An important new book in French drawing on original archive material by the Sorbonne professor Paul Fenton and the historian and human rights campaigner David Littman demolishes the myth that Jews and Muslims lived happily and as equals in the Maghreb. Indeed, it was the collective memory of Jewish suffering around the beginning of the colonial era which caused the mass Jewish exodus from Algeria and Morocco. Veronique Chemla interviews both authors for her blog (this English translation is slightly abridged) :
How did this book come about?
David G. Littman: I became interested in the fate of Jews from North Africa during my humanitarian mission in Morocco in 1961 to bring Jewish children secretly to Israel (“Operation Mural”).
By 1969, I had researched their history and that of oriental Jews, at the Quai d’Orsay, then the library of the Alliance Israelite Universelle (AIU) where these records were so poorly explored. I discovered fragments of a collective memory of persecution, harassment and humiliation; the colonial period and the 1948 exodus have almost erased it.
I compared these testimonies with reports of the British counterpart of the Alliance, the Anglo-Jewish Association (AJA), and documents from the Foreign Office (FOR) in London.

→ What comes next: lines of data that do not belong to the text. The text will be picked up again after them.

Issue #363, opened 2023-04-08
New run, April 2023


erikbern:
I just ran sift-128-euclidean and here are the results:

(edit: this chart is superseded by a later chart below)

I also ran glove-100-angular, but had a minor bug – see #362 – and I'm rerunning everything just to be on the safe side. Will post it later today.

Ran it on a [r6i.16xlarge](https://instances.vantage.sh/aws/ec2/r6i.16xlarge) with 31 runs in parallel – was able to run everything in just about 8 hours.

Note that these aren't final – I want to give library maintainers a chance to fix any issues. 

This plot is extremely crowded btw – any thoughts on algos we can remove? Or alternatively we could break it up into maybe "libraries" vs "servers" or something

erikbern:
glove-100-angular, 80% complete:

The archives of the AIU formed a key source: they illuminate from within the abject condition of the vast majority of Jews from North Africa, and destroy myths.
In 1972, I spoke in Jerusalem with two eminent historians of Oriental Judaism, Shlomo Dov Goitein and Chaim Zeev Hirschberg. The first urged me to pursue my original research and Professor Hirschberg asked me to focus on Morocco and collaborate on the book he was writing about the history of the Jews of the Maghreb.
To ensure balance, Hirschberg proposed to complement the documentation of the IAU with tales of non-Jewish travellers of the nineteenth and previous centuries.
Through him, I met a doctoral student in 1975, Paul B. Fenton, who had visited Jewish communities at risk in Morocco and sent me to Hebrew and Arabic sources.
Unfortunately, Professor Hirschberg died in January 1976 – six months after we had spent a long period working together at home – without completing the proposed work.
I decided to pursue the topic of study that I mentioned in several articles and a monograph (1985) on the mission to Morocco in 1863-1864 by Sir Moses Montefiore.
Since 1986, my duties as a representative of non-governmental organizations (NGOs) to the Commission on Human Rights at the UN in Geneva and my collaboration with other historians took me away from this project.
Much later, I returned to it with my friend, Paul B. Fenton, now a professor.
So the book is the result of work begun 40 years ago.
What are the unique features of this book?
Paul B. Fenton: The fruit of many years of research, this is the first attempt to capture the historical reality of the social and legal status of Jews in Algeria and Morocco under Islam from the Middle Ages until the colonial era.
The originality of the book is mainly due to its wealth of documentary sources. To-date, no other book has provided such a large and varied corpus of legal, literary and historical texts, often taken from rare editions and unpublished archives.
Travellers, adventurers, diplomats, doctors, lawyers, writers and teachers – Jews, Christians and Muslims – provide a vast anthology giving readers and researchers access to primary sources, some translated into French for the first time from English, German, Scandinavian languages, Arabic, Spanish, Hebrew and Dutch.
Each document is presented and discussed in order to highlight the uniqueness of its testimony.
The whole is accompanied by a rich iconography of historical documents, prints and artistic press photographs. (…)
Why does the title refer to the galut?
Paul B. Fenton: The Jews of North Africa associated their suffering with the galut, a Hebrew word meaning “exile” or “captivity”.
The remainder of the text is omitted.